Earlier this year, the FDA banned its use in energy drinks and dietary supplements and is working to get all products with this ingredient pulled from the shelves. Due to regulatory loopholes, some potions continue to use it. You can check this list of remaining products if you are concerned. (I would probably avoid drinks named “Infested,” “Yellow Scorpion” and “”Hell Fire EPH 150,” in any case, but that’s just me.)
Mixing energy drinks or shots with alcohol is the most dangerous factor in their use. While the FDA no longer permits manufacturers to premix high-caffeine products with alcohol, consumers are still engaging in the practice. Hopefully, you aren’t considering a Red Bull and vodka as a pick-me-up for a long day at the office. Even in a nightclub setting though, the combination of stimulants and depressants (such as alcohol) has a long and nasty record of deaths and serious physical damage including blackouts and alcohol poisoning. So don’t do it.
In 2012, the Food and Drug Administration summarized eight years of adverse reaction reports on three popular energy products: 5-Hour Energy shots, Monster Energy, and Rockstar Energy drinks. (Manufacturers of these products are required to pass on to the government all reports of problems – verified or not – associated with their use.)
This led to a number of very alarming news reports. “Can 5 Hour Energy Kill You?” Time Magazine asked. The New York Times was more measured: its headline — “Caffeinated Drink Cited in Reports of 13 Deaths” – was followed by an important caution. “The filing of an incident report with the F.D.A. does not mean that a product was responsible for a death or an injury or contributed in any way to it. Such reports can be fragmentary in nature and difficult to investigate.”
Certainly the reports were disturbing. In addition to the 13 deaths, users reported heart attacks, comas, anaphylactic shock, and even one report of “spontaneous abortion.” However, no effort was made to determine the actual causes of these maladies, and the report does not list how many shots the complainants took, or what else they may have been drinking or ingesting. There were also complaints that 5-Hour Energy caused AIDS, discolored the tongue, caused celiac disease, and sneezing. One user reported “fear, malaise” which he or she described as “life threatening.”

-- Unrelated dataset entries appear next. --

PR #1832, opened 2026-05-19
refactor(management): add composable connection-based procedure cores

kewde:
## Description

Adds composable "conn" variants of two management procedures, so several procedures can be chained over one already-open `P2PConnection` instead of each one opening and closing its own:

- `dm_restart_r_co(conn)` — the actual KNX v02.01.02 - Management Procedures 03.05.02 - §3.7.3 procedure name for the connection-based variant of DM_Restart. `dm_restart(xknx, address)` now just opens a connection and delegates to it.
- `nm_individual_address_check_conn(conn)` — an xknx-only naming convention (not a KNX spec name) for the connection-based core of `nm_individual_address_check`. `nm_individual_address_write` now calls this directly on its own already-open connections instead of duplicating the DeviceDescriptorRead/timeout handling inline.

All existing top-level procedures (`dm_restart`, `nm_individual_address_check`, `nm_individual_address_write`, `nm_individual_address_read`, `nm_individual_address_serial_number_read`/`_write`) keep their familiar `(xknx, ...)` signature — no breaking change to any of those call sites.

Also:
- Add `P2PConnection.send_data(payload, wait_for_ack=True)`, replacing the near-duplicate `send_data_no_ack`/private `_send_data` pair, so `dm_restart_r_co` and the request-based procedures share one send path instead of two copies of the same `TDataConnected` construction.
- Remove the `nm_invididual_address_write` typo alias — the misspelled name is no longer exported. This is the only breaking change in this PR.
- Add `CLAUDE.md` documenting how to cite the KNX Standard in code (document + version, since different KNX documents version independently), the management procedure naming convention, changelog conventions, and PR template usage.

Fixes # (issue)

## Type of change

## Checklist


test/management_tests/procedures/network/test_nm_individual_address_write.py
```diff
@@ -139,7 +139,7 @@ async def test_nm_individual_address_write_two_devices_in_programming_mode(
 
     task = asyncio.create_task(
         nm_individual_address_write(
-            xknx=xknx, individual_address=individual_address_new
+            xknx.management, xknx.management, individual_address_new
```
kewde: I don't like it, but there's no union & for python 😢

xknx/management/procedures/network/nm_individual_address_write.py
```diff
@@ -3,38 +3,46 @@
...
 
-if TYPE_CHECKING:
-    from xknx import XKNX
-
 logger = logging.getLogger("xknx.management.procedures")
 
 
 async def nm_individual_address_write(
-    xknx: XKNX, individual_address: IndividualAddressableType
+    manager: ConnectionManager,
```
kewde: ## Problem: procedures that need multiple connections

Some procedures require sequential A_Connects to different addresses:

- **NM_IndividualAddress_Write** — 2 serial A_Connects (occupancy check + verify/restart).
- **NM_Router_Scan** — loop of up to 256 A_Connects, one per subnet address 0–255.
- **NM_DomainAddress_Scan / NM_DomainAddress_Scan2** — same pattern.

These can't take `conn: P2PConnection` — they need a connection factory.

## Options

#### 1. Move `address` into `connect()`

`P2PConnection` becomes a reusable session object; `address` is passed at connect-time:

```python
# procedure signature
async def nm_router_scan(conn: P2PConnection) -> list[IndividualAddress]:
    for i in range(256):
        async with conn.connect(IndividualAddress(f"1.{i}.0")):
            ...

# caller
conn = P2PConnection(xknx)
await nm_router_scan(conn)
```

#### 2. Pass `ConnectionManager` to scanning procedures

Remove the `raise` guard in `Management.connect()` — allow reconnecting to the same or a new
address — and let scanning procedures own their loop:

```python
async def nm_router_scan(manager: ConnectionManager) -> list[IndividualAddress]:
    for i in range(256):
        async with manager.connection(IndividualAddress(f"1.{i}.0")) as conn:
            ...

# caller
await nm_router_scan(xknx.management)
```

This is already the pattern for `nm_individual_address_write` — scanning procedures are just
another case of a procedure that manages its own connection lifecycle.

xknx/management/management.py
```diff
@@ -304,6 +310,21 @@ def process(self, telegram: Telegram) -> None:
         self._response_waiter.set_result(telegram)
         self._expected_sequence_number = self._expected_sequence_number + 1 & 0xF
 
+    async def send_data_no_ack(self, payload: APCI) -> None:
```
kewde: to provide a clean way to do restarts

test/management_tests/procedures/network/test_nm_individual_address_write.py
farmio: Why do we need to separate P2P from Broadcast here when we pass `management` anyway - which contains both. Imho the separation of those 2 in different Protocols looks like preemptive optimisation to me. We have the `Management` class we can just use for that, can't we?

So I wonder, why the Protocols when we have the real class definitions we can use for type annotation anyway?

kewde: > Why do we need to separate P2P from Broadcast here when we pass management anyway - which contains both. Imho the separation of those 2 in different Protocols looks like preemptive optimisation to me.

Not an optimisation but more a big API design decision 😁 

The idea behind it is there are multiple procedures that require different sets of "capabilities":
* some only need broadcast -> can just take broadcaster as protocol (aka Management class)
* some are connection oriented ->can just take p2p protocol (result of Management.connection())
* some are connectioned oriented but need multiple conns -> need the connection manager (aka Management class)

the choice for protocols was mainly to allow any third-party library to bring their own version of the `Management` class - we're not forcing the usage of that class - want to manage your own connections? Go ahead.

farmio: I see, but I'm wondering if this is a real-world scenario. A third-party could just inherit from Management and change/add whatever it needs, couldn't it? Also, Imho this can at any point be transformed into protocol usage if really needed. Right now, I think it adds unnecessary indirection and is just another thing to think about when we wanted to do changes in the Management class (eg. changing return type of `request()`).

Anyway, if you think Protocols need to be there, I'd make `Management` explicitly inherit from them, so it is super obvious that there is correlation.
Also a combined broadcast + connection protocol could be added so we don't need the duplicate arguments. 

Or it could just be a single Protocol / ABC - if a third-party wants to bring it's own management class, I guess it's fine to just have it manage both, connection and broadcast.
The 2nd point - the P2P connection makes perfect sense... this is different from the factory / communication type.

farmio:
Claude Code 🤖:

I like where this is heading — splitting "procedure logic" from "connection lifecycle" is the right move, and `dm_restart(conn)` reads much better than the old telegram-crafting inline. A few things I'd change before this lands, all with "what does the call site look like for a user?" as the yardstick.

### 1. Drop `protocols.py` — annotate with the real classes

Re: the Protocol discussion above — I'm with @farmio here. Concretely:

* `xknx.management.protocols.P2PConnection` and `xknx.management.management.P2PConnection` are two different things with the same name. Anyone reading `conn: P2PConnection` now has to check *which* import it is. That alone is a strong argument.
* The protocols are `@runtime_checkable`, but nothing does `isinstance()` on them — and for `P2PConnection` (which has a data member `address`) `issubclass()` wouldn't work anyway. So the decorator buys nothing.
* "third parties can bring their own Management" is a real use case, but it's already served by subclassing `Management` — and if we ever *do* need structural typing, converting `Management` → `Protocol` later is a typing-only change. It's not a decision we have to make now, and making it now costs indirection on every procedure and one more file to keep in sync whenever `request()` or `connection()` changes.

So: `conn: P2PConnection`, `management: Management` — the actual classes.

### 2. Never pass the same object twice

```python
nm_individual_address_write(xknx.management, xknx.management, individual_address_new)
```

This is the clearest signal that the split is at the wrong seam. `Management` *is* both the connection manager and the broadcaster; the two-argument form exists only to describe the protocol split from (1). With concrete types this collapses to:

```python
await nm_individual_address_write(xknx.management, "1.2.3")
```

Same for `nm_individual_address_read(xknx.management, ...)` etc. — one `management` argument everywhere a procedure owns its own connections, one `conn` argument where it operates on an established one. That's a rule a user can hold in their head.

### 3. No legacy layer, please — let's just break it

The management procedures have very few users, and we're happy to cut a major release for an API change here. That's much cheaper for everyone than what's currently in the PR:

* the `_legacy` modules are more code than the procedures themselves, and we'd have to carry and test them for a couple of releases;
* they force a second public name for every procedure;
* and today `from xknx.management.procedures import dm_restart` and `from xknx.management.procedures.device import dm_restart` are two different functions with the same name and incompatible signatures, differing only by import path — that's a trap no IDE or traceback will help with.

So: drop `device/legacy.py`, `network/legacy.py` and the module-level aliasing, keep one public name per procedure with the new signature, and describe the change in `docs/changelog.md` with before/after snippets. While we're at it, the `nm_invididual_address_write` typo alias can go too.

### 4. `nm_individual_address_check(conn)` leaks its own semantics

The procedure is specified as "is `IA_new` occupied?", and per 03.05.02 §2.3 an `A_Disconnect` counts as occupied. After the split, part of that answer lives *outside* the function — the `ManagementConnectionRefused` from `connect()`/`disconnect()` — which is why the legacy wrapper has to re-implement it:

```python
except ManagementConnectionRefused:
    return True
```

and why `nm_individual_address_write` needs this:

```python
try:
    async with manager.connection(individual_address) as conn:
        address_found = await nm_individual_address_check(conn)
except ManagementConnectionRefused:
    pass
```

Two callers, two different handlings of the same condition, and in the second one `address_found` is only bound if the exception came from `disconnect()` in the `finally` — if it ever comes from anywhere earlier, the next line raises `UnboundLocalError`. Even if that path isn't reachable today, it shouldn't depend on *where* inside the context manager the exception originates.

Suggestion: `nm_individual_address_check` keeps owning its connection (`management, address`), so "refused == occupied" stays in one place. If a raw "does this device answer on an open connection" primitive is useful for scanning, give it its own name (`device_responds(conn)` / `dd_read_check(conn)`) rather than overloading the spec-named procedure. At minimum, set `address_found = True` in that `except` and drop the reliance on the earlier assignment.

### 5. `P2PConnection.send_data_no_ack()` — 👍

Good addition, this is exactly the kind of thing that belongs on the connection rather than being open-coded in two procedures. Only bikeshed: `send_data_no_ack` next to the private `_send_data` reads a bit like an internal; `send_unacknowledged()` or `send_data(payload, wait_for_ack=False)` might age better. Your call.

### Suggested target shape

```python
# procedures that talk to one device and own the connection
await dm_restart(xknx.management, "1.2.3")
await nm_individual_address_check(xknx.management, "1.2.3")
await nm_individual_address_write(xknx.management, "1.2.3")

# broadcast-only
await nm_individual_address_read(xknx.management)

# power users / multiple procedures on one connection
async with xknx.management.connection(IndividualAddress("1.2.3")) as conn:
    await dm_restart_r_co(conn)
```

i.e. the `conn`-taking functions stay (they're the composable core, and scanning procedures like `NM_Router_Scan` will want them), but the spec-named public procedures keep the one-liner ergonomics. On your `NM_Router_Scan` question above: option 2 (pass `Management`, loop over `manager.connection(...)`) — a connection object that can be re-pointed at another address (option 1) means `conn.address` is no longer stable, and every procedure taking `conn` would have to care about that.

xknx/management/procedures/network/nm_individual_address_write.py
farmio: In my opinion Option 2 is a cleaner API.
Regarding removing the raise:
```py
if address in self._connections:
            raise ManagementConnectionError(f"Connection to {address} already exists.")
```
We remove the adddress from `self._connections` on disconnect. Parallel connections aren't possible iirc. So I think we can - and should - keep this. Connections to new addresses are possible anyway.

I could imagine to have some kind of backoff retry mechanism if an address is already connected by another procedure. But that's out of scope for this PR. And maybe better handled by the user of the API.

farmio:
Personally I'd drop the Protocols and the Legacy shims. It should be fine to break these APIs and do a major release when we are ready.

xknx/management/procedures/network/nm_individual_address_check.py
```diff
@@ -15,35 +16,52 @@
...
-    except ManagementConnectionRefused as ex:
-        # if Disconnect is received immediately, IA is occupied
-        logger.debug("Device does not support transport layer connections. %s", ex)
-        return True
+            IndividualAddress(individual_address)
+        ) as conn:
+            address_found = await nm_individual_address_check_conn(conn)
+    except ManagementConnectionRefused:
+        address_found = True
+    return address_found
```
farmio:
```suggestion
try:
async with xknx.management.connection(
            IndividualAddress(individual_address)
        ) as conn:
            return await nm_individual_address_check_conn(conn)
    except ManagementConnectionRefused:
        return True
```
we could simplify a bit here

farmio (approved):
I think this looks very clean! Like it 👍

xknx/management/procedures/network/nm_individual_address_check.py
kewde: [c58c45e](https://github.com/XKNX/xknx/pull/1832/commits/c58c45e7dc7a801362843f0fd7e5f205d80bdabe)

PR #1833, opened 2026-05-19
feat(management): implement dm_authorize and dm_connect procedures

kewde:
## Description

Adds `dmp_authorize_r_co`, `dmp_authorize2_r_co` and `dm_connect` to
`xknx/management/procedures/device/`, alongside the existing
`dm_restart`/`dm_restart_r_co`.

- **`dmp_authorize_r_co(connection, key)`** — DM_Authorize (KNX v02.01.02 -
  Management Procedures 03.05.02 - §3.5.1): sends a single
  `A_Authorize_Request` with the given key and returns the granted access
  level.
- **`dmp_authorize2_r_co(connection, client_key)`** — DM_Authorize2 (§3.5.2):
  authorizes with `FREE_ACCESS_KEY` first, then `client_key`, and keeps
  whichever gave the better (lower) access level — for the case where the
  caller doesn't know in advance whether the device is already locked with
  `client_key` (e.g. a mix of provisioned and factory-fresh devices).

Despite these reports, millions of energy drinks are sold annually, and the FDA is currently not limiting availability.
Natural Energy Tips
It’s useful to remember that there are lots of natural methods for fighting drowsiness that have been proven safe and effective—and they are free. First and foremost, making sure to get regular exercise will vastly improve your energy levels. Build physical activity into your daily routine, not just at the gym but around the office. Volunteer to go get those supplies; walk over to Fred’s desk instead of shooting him an email or calling him; walk around on your breaks, even if you’re making phone calls.
You can also stay alert without caffeine by sipping water, and eating small amounts of food throughout the day instead of consuming big meals at set times. Try an apple. Truckers and salesmen who make lots of long drives often eat sunflower seeds, chewed thoroughly one at a time, to keep tiny amounts of food energy streaming.
The best solution of all might be to simply go to bed earlier. Sleep is a highly effective, safe, and delicious solution to fatigue and exhaustion.
As with all exercise routines, consult your physician before increasing your amount of sleep. Actually, wait – you don’t have to! Awesome.
Mark Saltveit lives in Portland, where he writes about sports, Taoism, and palindromes.